DATA FOR THIS TASK:
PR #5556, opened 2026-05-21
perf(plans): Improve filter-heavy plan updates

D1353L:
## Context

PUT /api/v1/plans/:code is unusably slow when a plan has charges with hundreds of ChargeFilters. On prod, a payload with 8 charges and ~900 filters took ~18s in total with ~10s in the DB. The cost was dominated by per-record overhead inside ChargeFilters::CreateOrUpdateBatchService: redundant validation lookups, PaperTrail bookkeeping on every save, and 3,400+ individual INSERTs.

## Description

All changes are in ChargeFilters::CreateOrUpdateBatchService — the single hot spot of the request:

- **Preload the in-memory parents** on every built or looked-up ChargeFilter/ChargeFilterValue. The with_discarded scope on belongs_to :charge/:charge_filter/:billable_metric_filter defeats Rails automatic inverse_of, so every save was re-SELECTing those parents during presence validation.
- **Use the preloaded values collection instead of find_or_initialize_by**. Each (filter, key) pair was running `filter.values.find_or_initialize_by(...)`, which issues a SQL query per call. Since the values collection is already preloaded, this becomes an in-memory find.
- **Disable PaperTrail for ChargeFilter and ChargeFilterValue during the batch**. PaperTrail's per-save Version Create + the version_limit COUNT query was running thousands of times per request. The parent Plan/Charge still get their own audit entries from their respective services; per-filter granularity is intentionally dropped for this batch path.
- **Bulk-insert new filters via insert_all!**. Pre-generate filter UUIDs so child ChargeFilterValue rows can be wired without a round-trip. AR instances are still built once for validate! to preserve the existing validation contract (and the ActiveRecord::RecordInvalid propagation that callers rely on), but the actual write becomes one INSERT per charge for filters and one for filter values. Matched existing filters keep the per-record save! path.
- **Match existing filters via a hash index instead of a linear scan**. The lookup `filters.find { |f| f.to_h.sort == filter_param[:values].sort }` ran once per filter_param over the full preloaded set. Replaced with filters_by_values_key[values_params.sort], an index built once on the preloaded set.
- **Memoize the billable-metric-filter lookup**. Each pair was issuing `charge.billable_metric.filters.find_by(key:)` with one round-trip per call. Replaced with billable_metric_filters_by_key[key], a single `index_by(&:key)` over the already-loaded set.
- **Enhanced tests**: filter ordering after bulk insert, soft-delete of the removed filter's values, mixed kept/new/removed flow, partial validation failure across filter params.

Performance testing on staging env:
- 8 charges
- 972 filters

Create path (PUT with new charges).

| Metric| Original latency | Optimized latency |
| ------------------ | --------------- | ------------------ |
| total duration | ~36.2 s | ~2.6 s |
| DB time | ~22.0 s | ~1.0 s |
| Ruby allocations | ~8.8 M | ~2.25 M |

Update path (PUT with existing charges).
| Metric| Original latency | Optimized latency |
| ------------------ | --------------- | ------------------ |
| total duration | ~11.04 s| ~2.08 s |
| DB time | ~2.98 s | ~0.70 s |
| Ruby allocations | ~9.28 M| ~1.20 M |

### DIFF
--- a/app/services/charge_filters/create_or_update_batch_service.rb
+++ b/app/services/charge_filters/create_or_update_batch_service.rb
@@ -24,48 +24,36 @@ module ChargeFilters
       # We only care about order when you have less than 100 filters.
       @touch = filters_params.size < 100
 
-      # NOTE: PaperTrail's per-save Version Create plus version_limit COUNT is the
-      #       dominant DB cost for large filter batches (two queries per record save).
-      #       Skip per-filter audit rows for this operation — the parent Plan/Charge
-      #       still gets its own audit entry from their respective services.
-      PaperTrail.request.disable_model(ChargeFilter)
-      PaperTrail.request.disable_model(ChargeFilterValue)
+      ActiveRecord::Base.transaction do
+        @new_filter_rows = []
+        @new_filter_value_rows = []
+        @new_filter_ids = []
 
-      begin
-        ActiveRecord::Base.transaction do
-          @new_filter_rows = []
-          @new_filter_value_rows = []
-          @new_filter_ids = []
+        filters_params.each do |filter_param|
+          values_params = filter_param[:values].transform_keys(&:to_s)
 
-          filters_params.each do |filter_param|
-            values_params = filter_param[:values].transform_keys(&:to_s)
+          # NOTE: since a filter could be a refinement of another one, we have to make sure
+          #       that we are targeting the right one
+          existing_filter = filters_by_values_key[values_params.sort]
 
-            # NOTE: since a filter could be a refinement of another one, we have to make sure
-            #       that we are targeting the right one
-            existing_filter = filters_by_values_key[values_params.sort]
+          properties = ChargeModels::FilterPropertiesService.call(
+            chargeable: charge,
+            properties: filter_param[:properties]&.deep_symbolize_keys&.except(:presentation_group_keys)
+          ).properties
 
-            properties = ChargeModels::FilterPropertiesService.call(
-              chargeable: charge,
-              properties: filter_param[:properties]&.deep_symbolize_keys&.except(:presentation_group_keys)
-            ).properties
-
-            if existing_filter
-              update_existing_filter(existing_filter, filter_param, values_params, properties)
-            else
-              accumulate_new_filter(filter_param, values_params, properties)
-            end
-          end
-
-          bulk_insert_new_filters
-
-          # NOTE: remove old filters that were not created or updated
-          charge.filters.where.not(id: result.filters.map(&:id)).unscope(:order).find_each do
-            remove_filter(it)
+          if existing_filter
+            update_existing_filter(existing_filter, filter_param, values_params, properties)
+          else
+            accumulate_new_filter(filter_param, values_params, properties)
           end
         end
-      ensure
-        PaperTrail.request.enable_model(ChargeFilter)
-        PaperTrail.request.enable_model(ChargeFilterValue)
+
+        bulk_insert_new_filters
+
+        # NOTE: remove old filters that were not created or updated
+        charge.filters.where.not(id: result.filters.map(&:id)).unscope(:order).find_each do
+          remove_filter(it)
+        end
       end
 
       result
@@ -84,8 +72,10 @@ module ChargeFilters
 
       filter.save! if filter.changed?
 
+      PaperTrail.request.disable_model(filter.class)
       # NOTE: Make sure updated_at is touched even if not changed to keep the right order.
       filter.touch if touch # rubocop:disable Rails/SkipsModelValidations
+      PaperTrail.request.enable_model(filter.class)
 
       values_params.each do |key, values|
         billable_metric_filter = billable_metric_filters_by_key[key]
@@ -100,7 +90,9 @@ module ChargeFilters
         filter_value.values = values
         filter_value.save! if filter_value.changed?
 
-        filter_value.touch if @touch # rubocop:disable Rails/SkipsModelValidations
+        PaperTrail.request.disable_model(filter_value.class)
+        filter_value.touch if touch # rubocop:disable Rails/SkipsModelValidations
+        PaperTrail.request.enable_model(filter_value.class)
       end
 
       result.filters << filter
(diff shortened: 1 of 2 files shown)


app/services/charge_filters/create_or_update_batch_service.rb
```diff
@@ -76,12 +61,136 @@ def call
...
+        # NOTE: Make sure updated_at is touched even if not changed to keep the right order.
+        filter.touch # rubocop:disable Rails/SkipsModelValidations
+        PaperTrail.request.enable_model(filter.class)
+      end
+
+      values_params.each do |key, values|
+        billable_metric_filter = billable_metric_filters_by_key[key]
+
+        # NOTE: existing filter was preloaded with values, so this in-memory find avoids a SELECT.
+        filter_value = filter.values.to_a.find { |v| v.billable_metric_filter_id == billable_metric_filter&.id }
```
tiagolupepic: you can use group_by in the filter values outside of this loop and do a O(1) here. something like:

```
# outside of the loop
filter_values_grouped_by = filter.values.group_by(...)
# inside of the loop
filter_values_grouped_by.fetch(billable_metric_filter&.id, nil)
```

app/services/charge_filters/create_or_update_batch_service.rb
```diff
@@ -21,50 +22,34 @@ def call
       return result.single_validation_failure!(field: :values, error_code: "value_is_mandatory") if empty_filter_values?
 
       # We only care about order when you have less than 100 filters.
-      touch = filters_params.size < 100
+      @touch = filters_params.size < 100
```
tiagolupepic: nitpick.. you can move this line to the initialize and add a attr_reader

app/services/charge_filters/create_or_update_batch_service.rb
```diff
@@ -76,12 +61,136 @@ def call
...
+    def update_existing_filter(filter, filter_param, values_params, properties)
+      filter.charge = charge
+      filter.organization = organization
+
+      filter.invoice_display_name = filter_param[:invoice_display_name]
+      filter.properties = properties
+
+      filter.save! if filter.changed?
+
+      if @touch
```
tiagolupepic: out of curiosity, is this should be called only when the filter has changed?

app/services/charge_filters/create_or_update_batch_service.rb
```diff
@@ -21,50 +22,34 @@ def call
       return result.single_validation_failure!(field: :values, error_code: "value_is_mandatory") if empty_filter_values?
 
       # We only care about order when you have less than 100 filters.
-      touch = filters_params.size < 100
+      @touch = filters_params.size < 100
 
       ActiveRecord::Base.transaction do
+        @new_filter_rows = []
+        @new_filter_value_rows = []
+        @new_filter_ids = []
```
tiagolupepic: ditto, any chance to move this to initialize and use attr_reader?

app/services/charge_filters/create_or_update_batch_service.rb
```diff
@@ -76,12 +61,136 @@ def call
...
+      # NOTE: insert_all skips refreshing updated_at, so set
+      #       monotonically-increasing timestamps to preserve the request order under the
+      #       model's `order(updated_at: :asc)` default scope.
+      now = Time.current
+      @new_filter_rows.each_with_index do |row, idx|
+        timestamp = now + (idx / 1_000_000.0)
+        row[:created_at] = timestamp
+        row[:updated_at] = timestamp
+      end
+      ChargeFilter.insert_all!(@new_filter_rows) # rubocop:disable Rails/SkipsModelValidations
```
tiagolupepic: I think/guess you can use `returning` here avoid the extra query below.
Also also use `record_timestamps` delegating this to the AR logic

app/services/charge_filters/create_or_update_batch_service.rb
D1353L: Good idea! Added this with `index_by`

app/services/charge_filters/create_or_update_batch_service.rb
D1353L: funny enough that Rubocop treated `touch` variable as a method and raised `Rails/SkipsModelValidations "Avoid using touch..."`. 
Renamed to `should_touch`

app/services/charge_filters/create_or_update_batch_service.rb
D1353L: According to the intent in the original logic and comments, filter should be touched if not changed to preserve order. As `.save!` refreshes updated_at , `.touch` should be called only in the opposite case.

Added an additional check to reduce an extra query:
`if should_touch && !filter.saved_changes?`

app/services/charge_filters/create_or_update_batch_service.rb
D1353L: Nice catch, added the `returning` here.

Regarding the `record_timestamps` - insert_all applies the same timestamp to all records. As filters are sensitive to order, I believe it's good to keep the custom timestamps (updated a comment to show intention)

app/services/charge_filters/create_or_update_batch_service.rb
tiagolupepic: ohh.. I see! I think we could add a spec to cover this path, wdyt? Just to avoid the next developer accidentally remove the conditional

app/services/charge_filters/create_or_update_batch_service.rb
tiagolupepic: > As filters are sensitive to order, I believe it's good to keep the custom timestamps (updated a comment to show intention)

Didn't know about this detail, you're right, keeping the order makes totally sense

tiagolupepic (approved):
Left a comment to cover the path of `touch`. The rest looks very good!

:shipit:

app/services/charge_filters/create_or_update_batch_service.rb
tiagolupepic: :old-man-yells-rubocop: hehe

WHAT YOU WILL DO: Return, without any change, the lines from the one holding "Didn't know about" through the end of the listing, and only those.

RESULT OF THE TASK:
Didn't know about this detail, you're right, keeping the order makes totally sense

tiagolupepic (approved):
Left a comment to cover the path of `touch`. The rest looks very good!

:shipit:

app/services/charge_filters/create_or_update_batch_service.rb
tiagolupepic: :old-man-yells-rubocop: hehe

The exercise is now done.